PR #6033, opened 2026-05-25
[SDK] Add missing TrackEventSessionObserver::OnFlush

etiennep-chromium:
This PR exposes TrackEventSessionObserver::OnFlush similar to other TrackEventSessionObserver methods,
matching DataSource::OnFlush.

FlushArgs::HandleFlushAsynchronously is not supported (PERFETTO_IMMEDIATE_CRASH)
because having multiple observers each calling it would require non trivial chaining.

Some thoughts: StopArgs::HandleStopAsynchronously exists but it's broken; it doesn't actually implement
chaining, and will only work for the first observer that tries to use it. IMO there's no good case for it and it's not worth trying to support.

### DIFF
--- a/include/perfetto/tracing/internal/track_event_data_source.h
+++ b/include/perfetto/tracing/internal/track_event_data_source.h
@@ -279,6 +279,8 @@ class PERFETTO_EXPORT_COMPONENT TrackEventDataSource
       std::move(inner_stop_args.async_stop_closure)();
   }
 
+  void OnFlush(const DataSourceBase::FlushArgs& args) override;
+
   void WillClearIncrementalState(
       const DataSourceBase::ClearIncrementalStateArgs& args) override {
     TrackEventInternal::WillClearIncrementalState(args);
--- a/include/perfetto/tracing/internal/track_event_internal.h
+++ b/include/perfetto/tracing/internal/track_event_internal.h
@@ -95,6 +95,7 @@ class PERFETTO_EXPORT_COMPONENT TrackEventSessionObserver {
   // to emit track events from this callback.
   virtual void OnStop(const DataSourceBase::StopArgs&);
   // Called when the tracing service requests a Flush.
+  // FlushArgs::HandleFlushAsynchronously is not supported.
   virtual void OnFlush(const DataSourceBase::FlushArgs&);
   // Called when tracing muxer requests to clear incremental state.
   virtual void WillClearIncrementalState(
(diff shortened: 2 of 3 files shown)


primiano:
Can you expand and explain why should we expose the OnFlush hook at the track event level?
One is not supposed to know / think about when flush happens on track event.
That is a concept that should be exposed only when one implements a full data source themselves.


I'm not completely opposed, but I need to understand what you are trying to do end-to-end so we can see if there is a better alternative

etiennep-chromium:
> Can you expand and explain why should we expose the OnFlush hook at the track event level?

## EXERCISE
When a line of the records has the word "override", pick it out and copy it.

## TASK OUTPUT
+  void OnFlush(const DataSourceBase::FlushArgs& args) override;
       const DataSourceBase::ClearIncrementalStateArgs& args) override {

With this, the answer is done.